Brand Tags is a website about something very near the absolute truth when it comes to the essence of brands. It is truthful because it is not about positioning statements or a theories of meaning emanating from self-proclaimed branding gurus sitting deep inside corporate campuses. Instead, it uses crowdsourcing to let all of us know what all of us really think brands stand for.
It is instructive and illuminating to peruse the catalog of brands. For instance, this site helped me understand the gap I feel between my fondness for cars made by BMW and some aspects of the brand that surrounds them. Here’s what the crowd thinks of BMW:
I admire this site because it flips the fundamental equation of formal market research on its head. Instead of a few asking the many to provide isolated points of data which are aggregated in private for the exclusive use of the few, this is about the many publicly commenting on the work of a few. It’s brand equity made transparent. The internet changes the equation of one-to-many communications such as market research so radically that we have to question many of the market research methodologies that worked well for the past fifty years.

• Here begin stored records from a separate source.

PR #598, opened 2025-04-17
Add terraform and SSH  to pypeline

vittoriasalim:
- Add terraform 
- Add SSH


pypeline/benchmark.py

Enough sermonizing. The battle mode is a fun time sink — watch out!
It’s not the people that humbly appreciate their BMW’s that are the A-holes; it’s the ones who buy BMW’s because that’s what they’re supposed to buy to be cool. Those types of BMW drivers tend to be arrogant and use their car as an ego crutch object in attempts to make themselves feel better than others. This phenomena is not exclusive to BMW drivers though. It transcends many brands.